Il Bentegodi è terra di conquista, in una settimana De Laurentiis junior infila la quaterna col Bari in Coppa Italia, e alla prima di campionato senior fa cinquina col Napoli, tombola!

Di fronte al Verona che va a picco il sigaro di Setti è amarissimo, e un Ferragosto peggiore il tifoso gialloblù non lo poteva vivere. Poco o nulla da dire, semmai tanto da fare, verrebbe da dire in situazioni come queste, e invece qualcosa da dire c’è, e parecchio. Avremmo preferito attendere la fine del mercato per battere i tasti (disputare quattro partite a trattative aperte è un’ingiuria che meriterebbe una class action dei tanti tifosi che hanno sottoscritto gli abbonamenti a scatola chiusa), ma di fronte allo scempio al quale abbiamo assistito non è possibile tacere.

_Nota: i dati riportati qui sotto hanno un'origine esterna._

PR #1157, opened 2022-11-24
CI set matplotlib backend to agg

### LINKED ISSUE #1156: [CI] TclError
In #1152, windows build 3.9 [failed](https://github.com/fairlearn/fairlearn/actions/runs/3525473951/jobs/5927445026) on a `TclError`  in `test_plot_equalized_odds_ex3` saying "This probably means that Tcl wasn't installed properly.". 

It doesn't look like it should be related to that PR so I did some digging. It seems to be a more common problem and [this issue](https://github.com/microsoft/azure-pipelines-tasks/issues/16426) provides some pointers to fix it, including "setting the `matplotlib` backend prior" and "selecting a non-interactive backend".

Tagging @adrinjalali @riedgar-ms

hildeweerts:
Resolves #1156 

## Description
Sets matplotlib backend to Agg so our windows builds (hopefully) don't fail anymore.

@riedgar-ms @adrinjalali 

## Tests
- [x] no new tests required
- [ ] new tests added
- [ ] existing tests adjusted

## Documentation

### DIFF
--- a/.github/workflows/build-test.yml
+++ b/.github/workflows/build-test.yml
@@ -16,6 +16,8 @@ jobs:
         os: [ubuntu-latest, windows-latest, macos-latest]
         python: ["3.8", "3.9", "3.10"]
     runs-on: ${{ matrix.os }}
+    env:
+      MPLBACKEND: Agg
     steps:
       - uses: actions/checkout@v3
       - uses: actions/setup-python@v3


adrinjalali:
(updated the branch to get the CI running)

hildeweerts:
Hmm, so that didn't work. 

Some variations I found would be to use either `variables` (instead of `env`) and `agg` (instead of `Agg`), but it is not like I understand our Azure workflows well enough to know which one should work in advance :D

hildeweerts:
Ah, the previous tests failed because codecov was complaining. After re-running all checks are green except for the linting issue (same as #1158)

.github/workflows/build-test.yml
```diff
@@ -16,6 +16,8 @@ jobs:
         os: [ubuntu-latest, windows-latest, macos-latest]
         python: ["3.8", "3.9", "3.10"]
     runs-on: ${{ matrix.os }}
+    env:
```
adrinjalali, line 19: you should be able to set it on the workflow level like here https://docs.github.com/en/actions/learn-github-actions/environment-variables

and I think it needs to be `agg`: https://matplotlib.org/stable/users/explain/backends.html

adrinjalali (commented):
I think we need to fix the linting issue though. Does it need an update in our requirements or something? @riedgar-ms

riedgar-ms:
@hildeweerts Linting now looks OK

.github/workflows/build-test.yml
hildeweerts: I put it in this job because it's the only one that uses matplotlib right now, but I agree setting it on the workflow level would be more future proof. 

On the page you sent me it says in a note: "The names of builtin backends case-insensitive; e.g., 'QtAgg' and 'qtagg' are equivalent." Happy to change it into `agg` though if you like that better.

adrinjalali (approved):
A green CI makes me happy :)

«Lorenzo, non capisco cosa stia succedendo, sono basito» ci scrive Francesco, amico affranto; non vorremmo peccare di presunzione ma quello che è successo è abbastanza chiaro. Il Verona pugnace col coltello tra i denti che abbiamo ammirato in questi ultimi tre anni non esiste più. Lo si era capito in quell’intervista che un paio di mesi fa il presidente Setti aveva rilasciato sugli schermi di Telenuovo: «Più di così non posso fare, anzi, sono andato oltre» disse. Parole che certo non presagivano rosei orizzonti. Che qualche pezzo pregiato della rosa fosse sacrificato sull’altare dei libri contabili era nelle cose, che attorno al Verona si creasse aria di smobilitazione no. Giocatori (Caprari non era incedibile?), allenatore, direttore sportivo, responsabile comunicazione. Una piazza pulita.

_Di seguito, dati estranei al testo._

PR #1163, opened 2022-12-20
BUG fix bugs in tests that surfaced with sklearn 1.2 and autopep8 2.0.1

MiroDudik:

## Description

Three sklearn 1.2 related issues are being fixed:

* A typo in our test scripts: mismatched feature names between fit and predict. This was previously FutureWarning in sklearn, but with sklearn 1.2 it is now an error.
* Default behavior of log loss in sklearn 1.2 changes, affecting the evaluation of log loss in derived metrics. The default only kicks in when prediction=0 and truth=1 or vice versa, so the tests are adjusted to avoid this case (and give the log loss value equal to the previous default behavior).
* Warnings issued by fetch_openml when `parser` keyword argument is not present.

Additionally:

* autopep8 version is being kept lower to keep our linting scripts working

## Tests

- [x] no new tests required
- [ ] new tests added
- [ ] existing tests adjusted

## Documentation

### DIFF
--- a/examples/plot_plotting_metrics_with_error.py
+++ b/examples/plot_plotting_metrics_with_error.py
@@ -26,7 +26,7 @@ from fairlearn.experimental.enable_metric_frame_plotting import plot_metric_fram
 from fairlearn.metrics import MetricFrame
 
 # %%
-# We download the data set using :func:`fetch_adult` function in :mod:`fairlearn.datasets`.
+# We download the data set using the function :func:`fetch_adult` in :mod:`fairlearn.datasets`.
 # The original Adult data set can be found at https://archive.ics.uci.edu/ml/datasets/Adult
 # There are some caveats to using this dataset, but we will use it solely as an example
 # to demonstrate the functionality of plotting metrics with error bars.
--- a/examples/plot_plotting_metrics_with_error.py
+++ b/examples/plot_plotting_metrics_with_error.py
@@ -9,7 +9,7 @@ Plotting Metrics with Errors
 import numpy as np
 from sklearn.compose import ColumnTransformer
 from sklearn.compose import make_column_selector as selector
-from sklearn.datasets import fetch_openml
+from fairlearn.datasets import fetch_adult
 from sklearn.impute import SimpleImputer
 from sklearn.metrics import accuracy_score, confusion_matrix, recall_score
 from sklearn.model_selection import train_test_split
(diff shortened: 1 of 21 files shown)


test/unit/metrics/test_generated_metrics.py
```diff
@@ -7,8 +7,12 @@
 
 # ======================================================
 
+apx0 = 1e-15
+apx1 = 1 - apx0
```
riedgar-ms, line 11: Should this be handled through `pytest.approx()` ?

MiroDudik: This is not used in assertions, this is used in the construction of an alternate y_pred. The goal is to avoid taking sklearn.log_loss([0], [1]) (which would mathematically result in +infinity, but sklearn has a default behavior that just changed between two versions).

riedgar-ms: Could you add a comment about that?

romanlutz (approved):

test/unit/metrics/test_generated_metrics.py
MiroDudik: done!

examples/plot_plotting_metrics_with_error.py
```diff
@@ -26,14 +26,14 @@
 from fairlearn.metrics import MetricFrame
 
 # %%
-# We download the data set using :meth:`fetch_openml` function in :class:`sklearn.datasets`.
+# We download the data set using :func:`fetch_adult` function in :mod:`fairlearn.datasets`.
```
romanlutz, line 29: using *the*

romanlutz (approved):

examples/plot_plotting_metrics_with_error.py
MiroDudik: done.

MiroDudik:
The current version of fairlearn.datasets actually requires sklearn >= 1.2. Are we comfortable with that requirement?

For example, errors in other-ml job are due to the fact that their conda environments use sklearn<1.2.

I'm happy to tweak fairlearn.datasets so they work with both sklearn>=1.2 as well as with the previous versions of sklearn. Do we want that?

fairlearn/datasets/_fetch_acs_income.py
```diff
@@ -181,6 +181,7 @@ def fetch_acs_income(
         cache=cache,
         as_frame=True,
         return_X_y=False,
+        parser="liac-arff",
```
adrinjalali, line 184: `liac-arff` is much slower than pandas though, do we really need it?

Tra tutte, la partenza di Tony D’Amico è stata la più pesante da digerire: uomo di campo, «Noodles» era un collante tra squadra e società. Una sigaretta dopo l’altra, un urlaccio dopo l’altro, teneva lo spogliatoio in pugno, e la truppa sulla corda. Coi ragazzi c’era fiducia reciproca. Non era un loquacione, ma le parole giuste le sapeva tirar fuori nei momenti opportuni. Ora quel collante non c’è più. D’Amico a Verona stava benissimo e sarebbe rimasto più che volentieri, è andato via perché le condizioni per portare avanti il lavoro come lo concepiva lui, erano venute meno. Troppo scomodo.

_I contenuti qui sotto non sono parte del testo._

PR #1166, opened 2023-01-05
add sklearn-version-dependent parser kwarg

MiroDudik:

## Description

In sklearn 1.2, the function fetch_openml added a new keyword argument 'parser', and also changed the default behavior. To
maintain compatibility, we therefore set the 'parser' argument to 'liac-arff', which matches the behavior before version 1.2.

I haven't added any tests, but the compatibility behavior is partly tested by the 'other-ml' jobs which require older sklearn versions.

## Tests

- [x] no new tests required
- [ ] new tests added
- [ ] existing tests adjusted

## Documentation

### DIFF
--- a/fairlearn/datasets/_constants.py
+++ b/fairlearn/datasets/_constants.py
@@ -2,4 +2,17 @@
 # Licensed under the MIT License.
 
 
+from sklearn.datasets import fetch_openml
+import inspect
+
 _DOWNLOAD_DIRECTORY_NAME = ".fairlearn-data"
+
+# In sklearn 1.2, the function fetch_openml added a new keyword
+# argument 'parser', and also changed the default behavior. To
+# maintain compatibility, we therefore set the 'parser' argument
+# to 'liac-arff', which matches the behavior before version 1.2.
+
+if 'parser' in inspect.getfullargspec(fetch_openml).kwonlyargs:
+    _PARSER_KWARG_COMPATIBILITY = {'parser': 'liac-arff'}
+else:
+    _PARSER_KWARG_COMPATIBILITY = {}
--- a/fairlearn/datasets/_fetch_acs_income.py
+++ b/fairlearn/datasets/_fetch_acs_income.py
@@ -7,7 +7,7 @@ import numpy as np
 import pandas as pd
 from sklearn.datasets import fetch_openml
 
-from ._constants import _DOWNLOAD_DIRECTORY_NAME
+from ._constants import _DOWNLOAD_DIRECTORY_NAME, _PARSER_KWARG_COMPATIBILITY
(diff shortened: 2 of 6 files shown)


adrinjalali:
Have you checked if things would work with pandas parser, which is much faster?

MiroDudik:
I did--that's the new default behavior, but it was failing our tests, because the pandas parser seems to deal differently with whitespaces in CSV files. This is what happens with adult:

Francesco Marroccu è di tutt’altro profilo: in linea con la società è un manager chiamato a muoversi sul mercato in totale rispetto delle esigenze aziendali. Ed è esattamente ciò che sta facendo. Un pezzo alla volta è stata però smontata una macchina che era perfetta in ogni suo ingranaggio, e il campo presenta ora il conto. Verdetto inesorabile: un allenatore che pare predicare nel deserto, una squadra svuotata di quell’energia arrembante che le conoscevamo, colonne portanti ora irriconoscibili fantasmi che vagano sui ciuffi d’erba senza un perché (Ilic e Tameze, giusto per non far nomi), altri che vivono nella zona grigia dell’ enigma in attesa di conoscere il proprio destino (Barak).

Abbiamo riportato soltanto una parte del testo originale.